Historically, Presidential systems of government have been anything but stable. The Presidency of the United States and of Costa Rica have remained the sole exceptions to this rule to date. Costa Rica has managed to avoid it by the investment of power into a non-government oversight group, found in the Comptroller General, Procurator General, and Ombudsman.

The United States did due to their founding with a Congress-first model, with the President having very restricted power. Over time this evolved into the political party duopoly which brought stability to the nation after the civil war. With the erosion of the two party system, and the embrace of winning at all cost over compromise, this oversight which maintained the stability of the US while so many of their fellow presidential nations had their governments collapse, was eliminated.

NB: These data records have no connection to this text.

PR #423, opened 2015-04-08
fix writeLP issue with negative coeffs

sbebo:
Cplex doesn't like .lp files containing stuff like "C1 VAR1 + -C2 VAR2".

### DIFF
--- a/src/writers.jl
+++ b/src/writers.jl
@@ -221,11 +221,19 @@ function writeLP(m::Model, fname::String)
     write(f, " obj: ")
     nnz = length(objaff.coeffs)
     for ind in 1:(nnz-1)
-        print_shortest(f, objaff.coeffs[ind])
-        @printf(f, " VAR%d + ", objaff.vars[ind].col)
+        if ind == 1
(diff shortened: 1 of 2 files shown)


mlubin:
Thanks for this. Do you know why the commit author isn't associated with your github ID?

sbebo:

Using Executive Orders the President has, over time, greatly expanded the power they have held. From Franklin Roosevelt's engagement against the German navy in 1940 to George W. Bush's domestic surveillance program, Presidential power has only grown over the years. While some token attempts to constrain this have been passed, in reality much of this power has never been properly challenged.

The problem is that the president can act, and only be stopped in hindsight. Nixon was engaged in attacks on political opponents, even rigging the 1972 election without recourse. Only when his involvement with a break in at the Watergate Hotel was revealed did Congress make any movement to restrict the President. By that point, Nixon had engaged in several years of arbitrary actions, involved in everything from toppling governments to domestic espionage.

A president who genuinely wished to reduce even this limited oversight can engage in tactics working within the framework of the Constitution but which stretch that interpretation to the limit. These kinds of tactics used to be unheard of, but in recent years partisans on both sides of the aisle have engaged in these kinds of hardball politics. Once a tactic has been used, it becomes ever easier to see its use. Witness the increasing use of signing statements to bypass newly passed laws, or the stark increase of the filibuster. Applying this tactic, we can create a scenario through which the President could manage to bypass Congress, and eliminate the limited oversight they do have.

But these are extreme scenarios. In reality will Donald Trump do the drastic things he wants to do - like shut out Muslims or build a wall with Mexico? This is a difficult question to answer as he may find it very difficult to do so, even armed with executive orders. Congress may repeal the acts if led by a Democratic majority, or the acts may simply be unpopular enough for him to remove it himself. A Trump led government may not be the nightmarish scenario, which many people would want to believe.